# External installation for mice resistant both to rain & heat



## Hollvrudet (Jul 21, 2012)

Hi

I have 8 male mice just weaned, and I am thinking on setting an outside installation for them, since my flatmate doesn't stand the stink. 
I have a long balcony of 1 x 11 m. (1 x 12 yds approx) that would be perfect, but there are two things to consider:

from may to october, sun can warm quite a lot the facade, and, despite I would put the cage / tupper box on the shadowed side, next to the balcony fence; temperature can reach 30-35 celsius (90-95 fahrenheit) certain days on summer. On late spring to early autumn, diurnal temperatures move normally from 20-25 celsius (70-77 fahrenheit)

from october to may, strong rains and winds are rather frequent, and water can reach 2 in. on the balcony surface. Temperatures, on the other hand; on a 5-15 celsius range (40-60 fahrenheit), mostly around 50 on average from december to february, and never below 0 celsius (32 fahrenheit).

So, I wonder which would make the best installation, that could protect mice both from high temperatures, direct sun and rain / humidity?

Plastic tupper box would be fine to protect against rain and wind, if I make the openings on the sides and protect them somehow to avoid water and drafts getting into. But it would be dangerous with high temperatures, I fear.

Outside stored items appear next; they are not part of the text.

PR #421, opened 2019-10-03
Revert "US110605 Implement getLocalizeResources"

ryantmer:
Reverts BrightspaceHypermediaComponents/activities#415

Seems there is something that ends up removing the JSON files in BSI - locally, this works fine, but it got released in [this PR](https://github.com/Brightspace/brightspace-integration/pull/1645) (my bad for not realizing how the new BSI releases work, previously things weren't so automatic), and now ACE 403s and breaks when trying to fetch `en.json`. Reverting this (and will create a new BSI release) while I figure this out...

Very likely going to revert this revert (along with a fix, whatever it is) shortly, but figured better to un-break things quickly.


ryantmer:
All good actually - since we're dynamically importing the JSON files via `fetch` rather than using `import`, the analyzer doesn't know we need them - a simple fix of using `extraDependencies` in polymer.json, turns out! I'll close this and create a new PR to fix that.

PR #424, opened 2019-10-04
basic collection edit

jlai-d2l:


AllanKerr:
It would be a good idea to add the max-width, body coloring with a placeholder div, and and header border so we can get a better idea of what the entire page will look like. Its your call whether you want to add that now or in a future PR.

components/d2l-activity-collection-editor/d2l-activity-collection-editor.js
```diff
@@ -1,24 +1,70 @@
...
 
 	render() {
 		return html`
-			<div>D2L Activity Collection Editor</div>
+			<div class="d2l-heading-4">Edit Learning Path</div>
+			<div class="d2l-activity-collection-header">
+				<h1 class="d2l-heading-1">Employee Onboarding</h1>
+				<div class="toggle-container">
+					<d2l-switch aria-label="Visibility Toggle" label-right @click="${this._updateVisibility}"></d2l-switch>
+					<div class="d2l-label-text"><d2l-icon icon=${this._visibility.icon}></d2l-icon> ${this._visibility.text}</div>
```
dbatiste: Presumably, this will eventually get localized.  In such case, this would become:
```
<div class="d2l-label-text">
   <d2l-icon icon=${this._visibility.icon}></d2l-icon> 
   ${this.localize(this._visibility.term)}
</div>
```
Food for thought though, the object outside the component could be avoided and property simplified to a boolean with `render` like:
```
render() {
   const icon = (this._visible ? 'tier1:visibility-show' : 'tier1:visibility-hide');
   const term = (this._visible ? 'visible' : 'hidden');
   return html`
      ...
      <div class="d2l-label-text">
         <d2l-icon icon=${icon}></d2l-icon>
         ${this.localize(term)}
      </div>
      ...
   `;
}
```

components/d2l-activity-collection-editor/d2l-activity-collection-editor.js
```diff
@@ -1,24 +1,70 @@
...
+		this._visibility = _hidden;
 	}
 
 	render() {
 		return html`
-			<div>D2L Activity Collection Editor</div>
+			<div class="d2l-heading-4">Edit Learning Path</div>
+			<div class="d2l-activity-collection-header">
+				<h1 class="d2l-heading-1">Employee Onboarding</h1>
+				<div class="toggle-container">
```
dbatiste: Be careful of "unqualified" class names such as this because for IE11 and Edge, this DOM will not be scoped since they don't support shadow-DOM.  If something else on the page defines CSS with this class, this element could be targeted by that CSS resulting in some mysterious unexpectedly styles being applied.  This has come up in the wild due to some 3rd party CSS that was being included on the page. To reduce the change of that happening, our best practice (until IE11 is gone, and Edge support shadow-DOM) is to qualify our class names in components with the component name.

PR #428, opened 2019-10-04
Adding visual diff tests for action buttons.

cbusmand2l:


test/d2l-quick-eval/perceptual/d2l-quick-eval-activity-card-action-button.visual-diff.js
```diff
@@ -0,0 +1,50 @@
...
+	[
+		'text-and-icon',
+		'button-disabled',
+		'icon-only',
+		'text-only',
+		'tall-height',
+		'small-screen-width'
+	].forEach((name) => {
+		describe(name, () => {
+			[ 'normal', 'hover', 'focus' ].forEach((state) => {
```
AlexBedley: nice

AlexBedley: I wonder if we could do this for rtl... it would mean 2 times as many tests but we'd have better rtl coverage... probably worth discussing

test/d2l-quick-eval/perceptual/d2l-quick-eval-activity-card-action-button.visual-diff.js
```diff
@@ -0,0 +1,50 @@
...
+						case 'hover':
+							await page.hover(`.${name}`);
+							break;
+						case 'focus':
+							await page.focus(`.${name}`);
+							break;
+					}
+					if (name.indexOf('width') !== -1) {
+						if (name.indexOf('small') !== -1) {
+							await page.setViewport({width: 899, height: 800, deviceScaleFactor: 2});
```
maboelsoudd2l: tbh if I were you I would have just created a new test below instead of if-statements that queries the string

cbusmand2l: Future proofing - future tests that want to check against the smaller screen width can just be named appropriately to get the smaller viewport.

test/d2l-quick-eval/perceptual/d2l-quick-eval-activity-card-action-button.visual-diff.js
dbatiste: For what it's worth, I've only repeated them (in core) if there's a chance RTL will affect those other states... just in the interest in keeping our test runtimes down.

test/d2l-quick-eval/perceptual/d2l-quick-eval-activity-card-action-button.visual-diff.js
maboelsoudd2l: I replicated some of your logic in https://github.com/BrightspaceHypermediaComponents/activities/pull/429/files#diff-bea8985f5fb8c85acfab2712f6be249bR42
It would be cool if we can create our own "directives" or basically keywords that informs the test suite to test something in a different viewport or on hovered state (e.g. something like "my-test-width-500px-hovered")

AlexBedley: last friday when we were writing these I was thinking it'd be cool to have like a polymer component to do this.

```html
<test-matrix hover rtl large-screen>
  <thing-under-test></thing-under-test>
</test-matrix>
```

And it would test the component with each of those things toggled on and off.

dbatiste: yeah i like the array approach to reduce repetition in simple cases, but as soon as we add a bunch of conditions it starts to defeat the purpose and my personal preference is to have simpler code that's easier to read with a little repetition if need-be. it's kinda of a fuzzy thing for me, but any more than one condition and i tend to start leaning away.

maboelsoudd2l: and also it would be cool if the test suit would just photograph every `<test-matrix>` element. Because currently you have to constantly sync up the `<div id="test">` elements with the array. And if you forget to do so, the element would not be photographed, and it might be hard to notice these things in code reviews.

DiljotSG:
@CarolBusman You'll need to regenerate the Goldens but the build should pass after that and then can be merged.

PR #429, opened 2019-10-04
added visual diff test coverage for activity card

maboelsoudd2l:
I know that visual diff is blocked but I added this regardless and hoping that by Monday this we'll have a fix for this.


DiljotSG:
@maboelsoudd2l It looks good, but you'll need to merge master in to get the latest version of the visual-diff package. I will approve it after that.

Wooden box would be ok for high temperatures (better than plastic since it transpires ?) but wouldn't work with rain for the same reason..

have you got any ideas?

thanks a lot
Holl


----------



## visitor (Jan 8, 2011)

I guess you would need something on the balcony to reflect the heat of the sun back.
Then you could make a shelter with bricks or wood.
The balcony does sound a harsh environment though. 
Could you not keep them in a room in the house and install an extractor fan above the cages to remove a lot of the smell?


----------



## olivyewfarm (Oct 8, 2013)

You will definitely need something to add shade and act as a wind block, but for a balcony I am not sure what you could use. Perhaps several layers of shade cloth?


----------



## pro-petz (Nov 14, 2012)

The solution would be dependant on how much you are willing to spend. If the balcony has a roof or not, one could build a temporary room on the balcony using existing walls and roof, sort of shed on the balcony, if no roof a lean to type shed.

This would prevent both winds and rain but would still have the excessive temperature which would need to be addressed with either the use of fans or air conditioning.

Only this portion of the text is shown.